** Opening Input records block **

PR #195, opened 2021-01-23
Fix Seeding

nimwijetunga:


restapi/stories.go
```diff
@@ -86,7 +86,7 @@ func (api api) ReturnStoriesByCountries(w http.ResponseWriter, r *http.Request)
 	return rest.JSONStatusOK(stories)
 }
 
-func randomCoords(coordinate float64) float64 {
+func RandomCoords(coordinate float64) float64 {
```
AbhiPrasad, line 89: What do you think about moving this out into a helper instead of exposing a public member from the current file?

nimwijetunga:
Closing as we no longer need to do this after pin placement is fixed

** Closing Input records block **
** Opening Input records block **

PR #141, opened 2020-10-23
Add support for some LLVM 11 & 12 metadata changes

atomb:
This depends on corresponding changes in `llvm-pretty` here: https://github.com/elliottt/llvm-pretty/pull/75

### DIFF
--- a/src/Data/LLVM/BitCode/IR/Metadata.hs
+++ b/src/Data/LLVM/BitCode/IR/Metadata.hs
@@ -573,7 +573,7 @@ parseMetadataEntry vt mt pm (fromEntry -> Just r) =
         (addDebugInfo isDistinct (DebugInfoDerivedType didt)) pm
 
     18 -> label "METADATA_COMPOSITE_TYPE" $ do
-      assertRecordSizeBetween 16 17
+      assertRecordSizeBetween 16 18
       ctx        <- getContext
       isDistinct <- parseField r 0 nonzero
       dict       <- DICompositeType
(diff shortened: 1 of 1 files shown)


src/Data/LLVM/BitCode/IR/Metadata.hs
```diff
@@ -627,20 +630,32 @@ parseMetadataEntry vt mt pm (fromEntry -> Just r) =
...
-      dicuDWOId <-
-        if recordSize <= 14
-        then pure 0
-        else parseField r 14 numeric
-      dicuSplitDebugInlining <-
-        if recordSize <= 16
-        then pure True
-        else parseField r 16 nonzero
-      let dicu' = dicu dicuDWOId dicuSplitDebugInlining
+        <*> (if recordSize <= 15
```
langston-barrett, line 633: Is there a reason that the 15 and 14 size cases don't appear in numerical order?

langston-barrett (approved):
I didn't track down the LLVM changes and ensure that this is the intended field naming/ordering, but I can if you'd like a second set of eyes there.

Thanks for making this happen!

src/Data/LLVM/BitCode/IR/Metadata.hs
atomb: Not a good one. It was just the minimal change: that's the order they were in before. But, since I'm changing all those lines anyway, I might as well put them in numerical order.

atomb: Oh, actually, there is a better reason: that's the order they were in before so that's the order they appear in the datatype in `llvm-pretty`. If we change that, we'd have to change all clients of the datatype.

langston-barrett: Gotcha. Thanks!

** Closing Input records block **
** Opening Input records block **

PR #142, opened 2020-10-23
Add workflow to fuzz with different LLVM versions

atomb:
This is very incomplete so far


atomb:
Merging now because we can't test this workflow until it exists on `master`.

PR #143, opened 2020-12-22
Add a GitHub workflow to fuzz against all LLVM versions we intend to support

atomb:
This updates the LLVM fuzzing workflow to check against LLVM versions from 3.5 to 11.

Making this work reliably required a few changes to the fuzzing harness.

** Closing Input records block **

If a line in the material above holds "parseField", copy it.

Reply:
       isDistinct <- parseField r 0 nonzero
-        else parseField r 14 numeric
-        else parseField r 16 nonzero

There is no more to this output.